[AVAILABLE DATA]:
PR #1921, opened 2021-02-03
fix: add default query limit and add missing sort by state [DET-4919]

stoksc:
This change updates the how Postgres function `public.page_info` behaves with different `limit` parameters:
* limit -2 will return an empty list with the page info.
* limit -1 will be unlimited
* limit 0 will default to 100
* limit > 0 will have the usual behavior.
It also adds a missing entry for order by state.
## Test Plan
- [x] run a few large adaptive noops and click through swagger to see all limits and sort bys working as intended.


master/static/migrations/20210203150406_change-limit-behavior.up.sql
```diff
@@ -0,0 +1,24 @@
...
+    RETURNS json
+    LANGUAGE sql IMMUTABLE
+AS $$
+WITH start_index AS (
+    SELECT (CASE WHEN "offset" < 0
+                 THEN total + "offset"
+                 ELSE "offset" END) AS start_index
+), end_index AS (
+    SELECT (CASE WHEN (SELECT start_index FROM start_index) + "limit" > total THEN total
+                 WHEN "limit" = 0 THEN least(100::bigint, total - (SELECT start_index FROM start_index))
```
shiyuann, line 11: shouldn't this be:
```
WHEN "limit" = 0 THEN least(100::bigint + (SELECT start_index FROM start_index), total)
```
?

stoksc: yeah sorry. i had fixed that and another issue why my pre push hook failed so it didn't push.. stupid gocritic linter.

master/static/migrations/20210203150406_change-limit-behavior.up.sql
```diff
@@ -0,0 +1,24 @@
+CREATE OR REPLACE FUNCTION public.page_info(total bigint, "offset" int, "limit" int)
+    RETURNS json
+    LANGUAGE sql IMMUTABLE
+AS $$
+WITH start_index AS (
+    SELECT (CASE WHEN "offset" < 0
+                 THEN total + "offset"
+                 ELSE "offset" END) AS start_index
+), end_index AS (
+    SELECT (CASE WHEN (SELECT start_index FROM start_index) + "limit" > total THEN total
```
shiyuann, line 10: I am thinking of this case:
```
offset = a number > total
start_index = offset
end_index = start_index + limit < total
```
We also should fail limit < -2...

stoksc: Ok. -2 already fails and that case (and offset < -total) now just default to returning no rows (which makes plenty of sense to me).

webui/react/src/contexts/AppContexts.tsx
```diff
@@ -59,7 +59,7 @@ const AppContexts: React.FC = () => {
     triggerNotebooksRequest({});
     triggerShellsRequest({});
     triggerTensorboardsRequest({});
-    triggerActiveExperimentsRequest({ limit: 0, states: activeRunStates });
+    triggerActiveExperimentsRequest({ limit: -2, states: activeRunStates });
```
hkang1, line 62: 🎉

shiyuann (approved):
Looks good!

PR #1922, opened 2021-02-03
fix: correct cancel confirm button label to confirm [DET-4966]

hkang1:
## Description

Before:

After:
Screen Shot 2021-02-03 at 1 48 48 PM

Note: The table batch action will remain as `Cancel` but the confirmation button in the modal will be labeled as `Confirm`.

## Checklist


hamidzr (approved):
LGTM IMO it still could be a  bit confusing. I think ideally we'd have something other than cancel for aborting.

PR #1924, opened 2021-02-03
fix: correct the comparison function when numbers are fractions [DET-4969]

hkang1:
## Description

number comparison function is failing when the numbers being compared are fractions

## Test Plan

- [ ] check to make sure the metric numbers are sorted properly under trial details

## Checklist

### DIFF
--- a/webui/react/src/utils/data.ts
+++ b/webui/react/src/utils/data.ts
@@ -126,7 +126,7 @@ export const numericSorter = (a?: number, b?: number, reverseOrder = false): num
     return 0;
   }
   if (a != null && b == null) return reverseOrder ? -1 : 1;
-  if (b == null && b != null) return reverseOrder ? 1 : -1;
+  if (a == null && b != null) return reverseOrder ? 1 : -1;
   return 0;
 };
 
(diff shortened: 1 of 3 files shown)


webui/react/src/utils/data.ts
```diff
@@ -119,7 +119,12 @@ export const metricNameSorter = (a: MetricName, b: MetricName): number => {
 };
 
 export const numericSorter = (a?: number, b?: number, reverseOrder = false): number => {
-  if (a != null && b != null) return reverseOrder ? b - a : a - b;
+  if (a != null && b != null) {
+    const diff = reverseOrder ? b - a : a - b;
+    if (diff < 0) return -1;
+    if (diff > 0) return 1;
+    return 0;
+  }
```
hkang1, line 127: there's probably a more elegant way of doing this but don't have the brain power to spend here :D

hamidzr: this lg and is very readable

hamidzr: this would be a great candidate and opportunity for a unit test.

hamidzr (approved):

PR #1930, opened 2021-02-04
fix: always deallocate resources if a task actor fail [DET-4973]

shiyuann:
## Description

Previously, the agent resource pool relies on the container state change message to deallocate resources. This PR changes that to always deallocate resources when a task actor fails.

## Test Plan

1. Start the cluster
2. Alter the table using the following SQL to fail the trial actor.

```sql
alter table trials drop column seed;
```

3. submit an adaptive experiment.
4. see if the resources get deallocated.

## Commentary (optional)

This PR doesn't fix that the experiment state should error out if a trial fails to write to the DB.

## Checklist

### DIFF
--- a/master/internal/resourcemanagers/resource_pool.go
+++ b/master/internal/resourcemanagers/resource_pool.go
@@ -146,6 +146,12 @@ func (rp *ResourcePool) releaseResource(ctx *actor.Context, handler *actor.Ref) 
 
 func (rp *ResourcePool) resourcesReleased(ctx *actor.Context, handler *actor.Ref) {
 	ctx.Log().Infof("resources are released for %s", handler.Address())
+	if allocated := rp.taskList.GetAllocations(handler); allocated != nil {
+		for _, allocation := range allocated.Allocations {
+			typed := allocation.(*containerAllocation)
+			typed.agent.deallocateContainer(typed.container.id)
+		}
+	}
 	rp.taskList.RemoveTaskByHandler(handler)
 }
 
@@ -219,7 +225,6 @@ func (rp *ResourcePool) Receive(ctx *actor.Context) error {
 	case
 		sproto.AddAgent,
 		sproto.AddDevice,
-		sproto.FreeDevice,
 		sproto.RemoveDevice,
 		sproto.RemoveAgent:
 		return rp.receiveAgentMsg(ctx)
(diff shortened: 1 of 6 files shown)


stoksc (commented):
I worry a little there are edge cases where trials/commands (really trials) don't send `sproto.ResourcesReleased` properly and `sproto.FreeDevice` may be handling properly freeing the slots unknown to us. This change looks like moves that all to trigger on `sproto.ResourcesReleased` now. Didn't we just have an issue in `trial.go` where that wasn't getting sent right?

shiyuann:
@stoksc What edge cases are thinking in your mind? There is no need to worry that trials/commands don't always send `sproto.ResourcesReleased` to the resource manager because when a task is added the resource manager will register a special type of notification actor to track the life of the task actor. If a task actor ends, the resource manager will get the notification.

This PR fixes `sproto.FreeDevice` not being sent to the resource manager if a task actor fail between being allocated and starting the allocated containers.

> This change looks like moves that all to trigger on `sproto.ResourcesReleased` now

Yes. That's the purpose. The container state will be totally managed by the task actor. However, we don't have the logic to clean up containers if a task actor fails.

> Didn't we just have an issue in trial.go where that wasn't getting sent right?

No, the issue was `FreeDevice` didn't get sent. The resource manager used to depend on `FreeDevice` message to know which devices are freed. The issue was the trial fail before starting a container and after being allocated. So the device is not technically occupied so no `FreeDevice` will be ever sent to the resource manager.

stoksc:
@shiyuann This just seems like one of those changes that could introduce subtle bugs, which is why I'm trying to make sure I understand it.

> There is no need to worry that trials/commands don't always send sproto.ResourcesReleased to the resource manager because when a task is added the resource manager will register a special type of notification actor to track the life of the task actor. If a task actor ends, the resource manager will get the notification.

Now that I've thought about it a bit, I have an example. We've had bugs before where a task actor (trials) were corrupted in restart or during a run and left hung in an active state. Now this would also cause the trial to not release its resources too, right?

I guess is I worry this will uncover or make worse other bugs with task termination logic, so I wanted to ask what you thought. I can take some time to review really thoroughly later for these kinds of bugs.

stoksc:
> Now that I've thought about it a bit, I have an example. We've had bugs before where a task actor (trials) were corrupted in restart or during a run and left hung in an active state. Now this would also cause the trial to not release its resources too, right?

We talked offline and agree the resource pool really shouldn't be in charge of this, and if this happens we should fix the task actors.

master/internal/resourcemanagers/resource_pool.go
```diff
@@ -146,6 +146,13 @@ func (rp *ResourcePool) releaseResource(ctx *actor.Context, handler *actor.Ref)
 
 func (rp *ResourcePool) resourcesReleased(ctx *actor.Context, handler *actor.Ref) {
 	ctx.Log().Infof("resources are released for %s", handler.Address())
+	allocated := rp.taskList.GetAllocations(handler)
+	if allocated != nil && len(allocated.Allocations) > 0 {
```
stoksc, line 150:
```suggestion
	if allocated != nil {
```

stoksc (approved):
lgtm

shiyuann:
ignore the webui e2e test since it's unrelated.

PR #1932, opened 2021-02-04
fix: show zero value metrics [DET-4686]

hkang1:
## Description

- show zero value metrics (currently treated as empty)
- fix handling of negative numbers (treated as decimals always currently)
- avoid showing integers as decimal or scientific notations

Before:
Screen Shot 2021-02-04 at 10 46 15 AM

After:
Screen Shot 2021-02-04 at 10 45 56 AM

## Checklist

### DIFF
--- a/webui/react/src/pages/TrialDetails.tsx
+++ b/webui/react/src/pages/TrialDetails.tsx
@@ -179,7 +179,7 @@ const TrialDetailsComp: React.FC = () => {
     const metricRenderer = (metricName: MetricName) => {
       const metricCol = (_: string, record: Step) => {
         const value = extractMetricValue(record, metricName);
-        return value ? <HumanReadableFloat num={value} /> : undefined;
+        return value != null ? <HumanReadableFloat num={value} /> : undefined;
       };
       return metricCol;
     };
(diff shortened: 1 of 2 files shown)


webui/react/src/pages/TrialDetails.tsx
```diff
@@ -179,7 +179,7 @@ const TrialDetailsComp: React.FC = () => {
     const metricRenderer = (metricName: MetricName) => {
       const metricCol = (_: string, record: Step) => {
         const value = extractMetricValue(record, metricName);
-        return value ? <HumanReadableFloat num={value} /> : undefined;
+        return value != null ? <HumanReadableFloat num={value} /> : undefined;
```
apizzini, line 182: `!=` instead of `!==` on purpose?

hkang1: Ah yes, so `!==` will check against only `null`. `value != null` is the same as `value !== null && value !== undefined`. `value == null` is equivalent to `value === null || value === undefined`.

Basically it protects against both `null` and `undefined`.

hkang1: https://stackoverflow.com/questions/16607761/why-null-undefined-is-true-in-javascript

apizzini: Thanks :)

apizzini (approved):
LGTM

PR #1934, opened 2021-02-04
chore: single batch evaluation for local test mode [DET-2931]

hamidzr:
## Description

- supporting `PyTorch`, `TFEstimator` and `TFKeras` trials

## Checklist

### DIFF
--- a/harness/determined/_execution.py
+++ b/harness/determined/_execution.py
@@ -62,10 +62,10 @@ def _make_local_execution_exp_config(input_config: Optional[Dict[str, Any]]) -> 
 
 def _make_local_execution_env(
     managed_training: bool,
+    test_mode: bool,
     config: Optional[Dict[str, Any]],
     hparams: Optional[Dict[str, Any]] = None,
     limit_gpus: Optional[int] = None,
-    test_mode: bool = False,
 ) -> Tuple[det.EnvContext, det.RendezvousInfo, horovod.HorovodContext]:
     config = det.ExperimentConfig(_make_local_execution_exp_config(config))
     hparams = hparams or api.generate_random_hparam_values(config.get("hyperparameters", {}))
--- a/harness/determined/_execution.py
+++ b/harness/determined/_execution.py
@@ -65,6 +65,7 @@ def _make_local_execution_env(
     config: Optional[Dict[str, Any]],
     hparams: Optional[Dict[str, Any]] = None,
     limit_gpus: Optional[int] = None,
+    test_mode: bool = False
 ) -> Tuple[det.EnvContext, det.RendezvousInfo, horovod.HorovodContext]:
     config = det.ExperimentConfig(_make_local_execution_exp_config(config))
     hparams = hparams or api.generate_random_hparam_values(config.get("hyperparameters", {}))
@@ -97,6 +98,7 @@ def _make_local_execution_env(
         det_cluster_id="",
         trial_seed=config.experiment_seed(),
         managed_training=managed_training,
+        test_mode=test_mode,
     )
     rendezvous_ports = env.rendezvous_ports()
     rendezvous_info = det.RendezvousInfo(
--- a/harness/determined/_execution.py
+++ b/harness/determined/_execution.py
@@ -65,7 +65,7 @@ def _make_local_execution_env(
     config: Optional[Dict[str, Any]],
     hparams: Optional[Dict[str, Any]] = None,
     limit_gpus: Optional[int] = None,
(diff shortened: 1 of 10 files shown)


harness/determined/_execution.py
```diff
@@ -65,6 +65,7 @@ def _make_local_execution_env(
     config: Optional[Dict[str, Any]],
     hparams: Optional[Dict[str, Any]] = None,
     limit_gpus: Optional[int] = None,
+    test_mode: bool = False,
```
rb-determined-ai, line 68: Can we make this a required parameter?  It's not really optional; we always need to know if the environment is in test mode, the same as we always need to know if it's a managed_training or not.

harness/determined/experimental/_native.py
```diff
@@ -97,7 +97,7 @@ def _make_test_workloads(
     check.eq(len(batch_metrics), config.scheduling_unit())
     logging.debug(f"Finished training, metrics: {batch_metrics}")
```
rb-determined-ai, line 98: Can you also make this logging.debug into an info while you are here?  Also below with the validation metrics.

harness/determined/experimental/_native.py
```diff
@@ -192,13 +192,16 @@ def test_one_batch(
     trial_class: Optional[Type[det.Trial]] = None,
     config: Optional[Dict[str, Any]] = None,
 ) -> Any:
+
```
rb-determined-ai, line 195: this extra line seems unnecessary

harness/determined/pytorch/_pytorch_trial.py
```diff
@@ -334,8 +335,10 @@ def _compute_validation_metrics(self) -> workload.Response:
             batch_metrics = []
 
             self.validation_loader = cast(torch.utils.data.DataLoader, self.validation_loader)
-            check.gt(len(self.validation_loader), 0)
-            for batch in self.validation_loader:
+            val_loader_len = len(self.validation_loader)
+            check.gt(val_loader_len, 0)
+            batch_stop_idx = val_loader_len if not self.context.env.test_mode else 1
+            for batch in islice(self.validation_loader, 0, batch_stop_idx):
```
rb-determined-ai, line 341: non-blocking:  What if you just put an `if self.env.test_mode: break` at the end of the loop?  I had never heard of `islice()` before, and while it is definitely not wrong to use advanced features of a language, in this case the simple thing seems so simple it's at least worth suggesting.

harness/determined/keras/_tf_keras_trial.py
```diff
@@ -747,6 +747,9 @@ def _launch_evaluate(self) -> Any:
         use_model_metrics = version.parse(tf.__version__) < version.parse("2.2.0")
         evaluate_kwargs = {} if use_model_metrics else {"return_dict": True}
 
+        if self.context.env.test_mode:
```
rb-determined-ai, line 750: throughout: All these TrialController objects have a `self.env` that you should use directly.

harness/determined/experimental/_native.py
```diff
@@ -192,13 +192,16 @@ def test_one_batch(
...
     # Override the scheduling_unit value to 1.
     # TODO(DET-2931): Make the validation step a single batch as well.
     config = {**(config or {}), "scheduling_unit": 1}
 
     logging.info("Running a minimal test experiment locally")
     checkpoint_dir = tempfile.TemporaryDirectory()
-    env, rendezvous_info, hvd_config = det._make_local_execution_env(True, config, limit_gpus=1)
+    env, rendezvous_info, hvd_config = det._make_local_execution_env(
+        True, config, limit_gpus=1, test_mode=True
```
rb-determined-ai, line 203: while you are here, can you switch this to be all keyword arguments?  That initial bare `True` is a little opaque.

rb-determined-ai (commented):
This is looking great.

harness/determined/_execution.py
hamidzr: hmm by providing default we'd make the usage simpler but it'll be less explicit. either way works

harness/determined/pytorch/_pytorch_trial.py
hamidzr: originally I was designing it to allow arbitrary batch length but early breaking is simpler 👍🏼

rb-determined-ai (approved):
Looks fantastic.  Very nice work.

hamidzr:
thanks @rb-determined-ai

[DIRECTIONS FOR THIS TASK]: For each line in the material above that holds the word "getting", add one to a count; state only the final number.

[EXERCISE OUTPUT]: 2